Spine Instability & Scoliosis
Structure of spina showing the stacked vertebra, the intervening disc and the exiting nerves.
The spine is composed of vertebra stacked one on top of another with a soft disc intervening them. The spinal cord is well protected inside the bony cage of the spine as it comes down from the brain down to the tail bone. Along the way, the spinal cord branches into many nerves each supplying muscles, skin and organs in different areas of the body. These leave the spine and come out through small holes on the side. These holes happen to be located just in front of the disc.

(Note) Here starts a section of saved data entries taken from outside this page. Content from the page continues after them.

PR #2034, opened 2018-12-18
Integrate opencv and add two fuzz targets.

markus-kusano:
imread_fuzzer.cc includes a bunch of boiler plate setting up a temporary file.

### DIFF
--- a/projects/opencv/imdecode_fuzzer.cc
+++ b/projects/opencv/imdecode_fuzzer.cc
@@ -1,0 +1,15 @@
+#include <opencv2/opencv.hpp>
+#include <opencv2/imgcodecs/legacy/constants_c.h>
+
+extern "C" int LLVMFuzzerTestOneInput(const uint8_t* data, size_t size) {
+  std::vector<uint8_t> image_data = {data, data + size};
+  cv::Mat data_matrix =
+      cv::Mat(1, image_data.size(), CV_8UC1, image_data.data());
+  try {
+    cv::Mat decoded_matrix = cv::imdecode(data_matrix, CV_LOAD_IMAGE_UNCHANGED);
+  } catch (cv::Exception e) {
+    // Do nothing.
+  }
+  return 0;
+}
+
--- a/projects/opencv/imread_fuzzer.cc
+++ b/projects/opencv/imread_fuzzer.cc
@@ -1,0 +1,69 @@
+#include <cstddef>
+#include <cstdint>
+#include <unistd.h>
+
+#include <opencv2/opencv.hpp>
+
+namespace {
+
+static char* fuzzer_get_tmpfile(const uint8_t* data, size_t size) {
+  char* filename_buffer = strdup("/tmp/generate_temporary_file.XXXXXX");
+  if (!filename_buffer) {
+    perror("Failed to allocate file name buffer.");
+    abort();
+  }
+  const int file_descriptor = mkstemp(filename_buffer);
+  if (file_descriptor < 0) {
+    perror("Failed to make temporary file.");
+    abort();
+  }
+  FILE* file = fdopen(file_descriptor, "wb");
+  if (!file) {
+    perror("Failed to open file descriptor.");
+    close(file_descriptor);
+    abort();
+  }
+  const size_t bytes_written = fwrite(data, sizeof(uint8_t), size, file);
+  if (bytes_written < size) {
+    close(file_descriptor);
+    fprintf(stderr, "Failed to write all bytes to file (%zu out of %zu)",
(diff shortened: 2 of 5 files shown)


projects/opencv/imread_fuzzer.cc
```diff
@@ -0,0 +1,69 @@
...
+
+ private:
+  char* filename_;
+};
+}  // namespace
+
+extern "C" int LLVMFuzzerTestOneInput(const uint8_t* data, size_t size) {
+  const FuzzerTemporaryFile file(data, size);
+  try {
+    cv::Mat matrix = cv::imread(file.filename());
```
jonathanmetzman: I don't love the fact that this fuzzer writes and reads to/from disk, as it can make fuzzing slower.
Is it necessary?
Is `cv::imread` just a wrapper around `cv::imdecode` that reads from disk?

projects/opencv/imdecode_fuzzer.cc
```diff
@@ -0,0 +1,15 @@
+#include <opencv2/opencv.hpp>
+#include <opencv2/imgcodecs/legacy/constants_c.h>
+
+extern "C" int LLVMFuzzerTestOneInput(const uint8_t* data, size_t size) {
+  std::vector<uint8_t> image_data = {data, data + size};
+  cv::Mat data_matrix =
+      cv::Mat(1, image_data.size(), CV_8UC1, image_data.data());
```
jonathanmetzman: May be worth seeing if varying `CV_8UC1` improves coverage.

markus-kusano: I could add in support to randomly select a value from a collection of enum-values (e.g. {CV_8UC{1,2,3,4}, etc.}.

Might be easier to add this as a separate fuzz target? WDYT? This one is also nice since the corpus is the image data, if we use the input to select that matrix type things get a bit more complicated.

projects/opencv/imread_fuzzer.cc
markus-kusano: Agreed, the file-thing isn't great. At least superficially (i.e. a couple hundred LOCs), imread has some extra complexity over imdecode, so I think it is worth to have both but let me know what you think.

jonathanmetzman: Both SGTM

projects/opencv/imdecode_fuzzer.cc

Any wear and tear in the disc, as it happens during age related degeneration, sets off a series of events. The joints at the back of the spine called facet joints take all the load of the body because the disc is not functioning well. Just like any joint, these joints too will degenerate when excess load is placed on them. Ligaments surrounding the joint try to take some load off the joint and in doing so increase in size. Similar to hip and knee joint, arthritis causes pain and stiffness here. Excess bone formation and increase in the size of ligaments results and this causes the hole to become smaller. This results in crunching of the nerve at the hole causing symptoms of low back / leg pain. This is called spinal stenosis.
Showing normal spinal canal on the left with adequate space for the nerve to pass out and a spine with stenosis on the right with narrowed holes and pressure on the nerve due to bone overgrowth.

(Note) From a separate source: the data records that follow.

PR #2037, opened 2018-12-19
Add mpg123_decode fuzzer

markus-kusano:
See description of 7793f27 for some more background on why this was written the way it is.

### DIFF
--- a/projects/mpg123/byte_stream.h
+++ b/projects/mpg123/byte_stream.h
@@ -1,0 +1,128 @@
+// Copyright 2018 Google Inc.
+//
+// Licensed under the Apache License, Version 2.0 (the "License");
+// you may not use this file except in compliance with the License.
+// You may obtain a copy of the License at
+//
+//      http://www.apache.org/licenses/LICENSE-2.0
+//
+// Unless required by applicable law or agreed to in writing, software
+// distributed under the License is distributed on an "AS IS" BASIS,
+// WITHOUT WARRANTIES OR CONDITIONS OF ANY KIND, either express or implied.
+// See the License for the specific language governing permissions and
+// limitations under the License.
+
+#ifndef BYTE_STREAM_H_
+#define BYTE_STREAM_H_
+
+#include <algorithm>
+#include <cstddef>
+#include <cstdint>
+#include <limits>
+#include <string>
+
+// Wrapper for fuzzer input strings that helps consume and interpret the data
+// as a sequence of values, such as strings and PODs.
+class ByteStream {
+ public:
+  // Does not take ownership of data.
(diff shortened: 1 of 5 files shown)


projects/mpg123/byte_stream.h
```diff
@@ -0,0 +1,128 @@
...
+  ByteStream(const uint8_t* data, size_t size)
+      : data_(data), size_(size), position_(0) {}
+
+  ByteStream(const ByteStream&) = delete;
+  ByteStream& operator=(const ByteStream&) = delete;
+
+  // Returns a string. Strings are obtained from the byte stream by reading a
+  // size_t N followed by N char elements. If there are fewer than N bytes left
+  // in the stream, this returns as many bytes as are available.
+  std::string GetNextString();
```
jonathanmetzman: I think using `std::string` can hide some overflows since there is extra data passed the end of the buffer (@inferno-chromium WDYT?) maybe an API such as this would be better:
`size_t SetBuffer(uint8_t* buffer);`

markus-kusano: I never would have thought about how that could hide some buffer overflows :)

I guess overall it is a bit weird to use std::string just to use its .data() and .size(). I've changed the code to create a new uint8_t* buffer and use that. I had to change some member functions to public in byte_stream.h to do this.

jonathanmetzman: Continuing this conversation on decode_fuzzer.cc:40 where it makes sense.

projects/mpg123/decode_fuzzer.cc
```diff
@@ -0,0 +1,57 @@
...
+  // Initially, start by feeding the decoder more data.
+  int decode_ret = MPG123_NEED_MORE;
+  ByteStream stream(data, size);
+  while ((decode_ret != MPG123_ERR)) {
+    if (decode_ret == MPG123_NEED_MORE) {
+      if (stream.capacity() == 0) {
+        break;
+      }
+      const size_t next_size = std::min(stream.GetNextSizeT(), stream.capacity());
+      const uint8_t* next_input = stream.UncheckedConsume(next_size);
```
jonathanmetzman: I think the new version might have a similar problem with overflows (proably worse)
If  `data` 10 bytes long, and the first `next_input` is 4 bytes, when we pass it to `mpg123_decode`, `mpg123_decode` can actually read all 10 bytes without ASAN noticing. I would copy `next_input` into a new malloced array (ASAN knows that `x=malloc(1); x[1]` is invalid).

markus-kusano: Good point, I've never thought about setting up the allocations to make them ASAN friendly, this is a great idea.

PTAL

PR #2039, opened 2018-12-19
Integrate libsass and add a fuzz target

markus-kusano:


projects/libsass/data_context_fuzzer.cc
```diff
@@ -0,0 +1,32 @@
+#include "sass.h"
+
+extern "C" int LLVMFuzzerTestOneInput(const uint8_t *data, size_t size) {
+  char* sass_data = (char*) malloc(sizeof(char) * size + 1);
+  if (sass_data == NULL) return 0;
+
+  memcpy(sass_data, data, size);
+  sass_data[size] = '\0';
```
jonathanmetzman: nit: Since we are using CXX to compile this file, I would just use `std::string`

projects/libsass/data_context_fuzzer.cc
```diff
@@ -0,0 +1,32 @@
...
+  }
+
+  struct Sass_Options* options = sass_make_options();
+  if (options == NULL) {
+    sass_delete_data_context(ctx);
+    return 0;
+  }
+
+  sass_option_set_output_style(options, SASS_STYLE_NESTED);
+  sass_option_set_precision(options, 5);
```
jonathanmetzman: Does varying the second argument change code paths? Might be interesting to do this in a future version.

projects/libsass/data_context_fuzzer.cc
markus-kusano: Ah yeah, I did a double-take when I looked at this as well: the library takes ownership of the input buffer, so using std::string causes a double free.

PR #2637, opened 2019-07-30
[Eigen] Add project

Google-Autofuzz:
Upstream eigen support package to OSS-Fuzz package as a starting point.


Google-Autofuzz:
Please take a look at this PR. Thanks. :)

projects/eigen/project.yaml
```diff
@@ -0,0 +1,5 @@
+homepage: "http://eigen.tuxfamily.org/index.php?title=Main_Page"
+primary_contact: "eigen-core-team@lists.tuxfamily.org"
+sanitizers:
```
jonathanmetzman: Why is ubsan disabled?

projects/eigen/build.sh
```diff
@@ -0,0 +1,30 @@
...
+
+# build project
+mkdir build_dir && cd build_dir
+cmake ..
+make install
+cd ..
+
+# build fuzzers
+for f in $(find $SRC -name '*_fuzzer.cc'); do
+  b=$(basename -s .cc $f)
```
jonathanmetzman: Let's avoid using one letter variable names (same for f).

projects/eigen/build.sh
```diff
@@ -0,0 +1,30 @@
...
+  $CXX $CXXFLAGS -std=c++11 -I. -Isrc/Eigen/Core\
+  $f -o $OUT/$b \
+  $LIB_FUZZING_ENGINE
```
jonathanmetzman: No need to put $LIB_FUZZING_ENGINE on its own line

projects/eigen/build.sh
```diff
@@ -0,0 +1,30 @@
...
+# build project
+mkdir build_dir && cd build_dir
+cmake ..
+make install
+cd ..
+
+# build fuzzers
+for f in $(find $SRC -name '*_fuzzer.cc'); do
+  b=$(basename -s .cc $f)
+  $CXX $CXXFLAGS -std=c++11 -I. -Isrc/Eigen/Core\
```
jonathanmetzman: Space before backslash

projects/eigen/project.yaml
jonathanmetzman: Some general advice: Usually AFL, libFuzzer+ASAN, libFuzzer+UBSAN work.
If one of them doesn't, you should explain why, because we will ask (unless we forget =).

projects/eigen/solver_fuzzer.cc
```diff
@@ -0,0 +1,57 @@
+#include <cstddef>
```
jonathanmetzman: I think this file needs a license/copyright header.

jonathanmetzman: All code (ie: build.sh, c++, and Dockerfile) checked into oss-fuzz needs one of these.

projects/eigen/project.yaml
Google-Autofuzz: > BAD BUILD: /out/solver_fuzzer does not seem to be compiled with UBSan.
Check build failed.

I got the bad build error for libFuzzer+UBSAN. It doesn't tell me why it fails. I didn't write this fuzz target. Is there a way to figure the reason out locally?

jonathanmetzman: >It doesn't tell me why it fails

The log you posted seems helpful.

Use objdump and grep to find out if the binary is instrumented with ubsan

jonathanmetzman: Another idea, can you post the (entire) output of running the UBSAN build of the fuzzer.

Google-Autofuzz: The output is pretty long. Should I just post everything here? Or send you the file?

jonathanmetzman: Emailing it to me works.

Google-Autofuzz: Emailed.

PR #2642, opened 2019-07-31
projects/mpg123: silence library error messages

sobukus:
This should silence error messages from libmpg123, if you prefer fuzzer targets being silent apart from the sanitizer crash message. Please note that I did not test this, as I did not deal with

What are the usual symptoms?
The following symptoms may result:
- Back pain
- Leg pain
- Numbness / Weakness in legs
- Numbess / Pain in legs after walking for sometime
- Patient may feel that the leg feels heavy / the foot wear slips out without knowledge
- In rare cases there may be disturbances of Urinary / Bowel nerves causing loss of control of urine / stools
What are the ways to diagnose this problem?
A mixture of patient examination, x - rays and MRI are usually required to get an accurate diagnosis. The extent of degenerative changes and the pressure on the nerve need to be understood for suggesting treatment.
What are the choices of treatment available?
- Rest and Pain medicines
- Physiotherapy
- Exercise and weight reduction
- Spine steroid injections into the joint or near the nerve
- Spine surgery - to decompress the nerve and to remove excess bone and ligaments around it.
In some cases, after decompression, so much bone would have been removed that the spine may need to be stabilised one on top of another by inserting screws and trying to cause ' fusion' of two or more adjacent bones. This 'fusion' will need the help of metal screws and rod to connect the bones together and press them in place till they join one another. Bone graft will be applied to the bare bone surface to accelerate healing. Fusion will help reduce the movement between the vertebra and lessen the changes that resulted in nerve compression.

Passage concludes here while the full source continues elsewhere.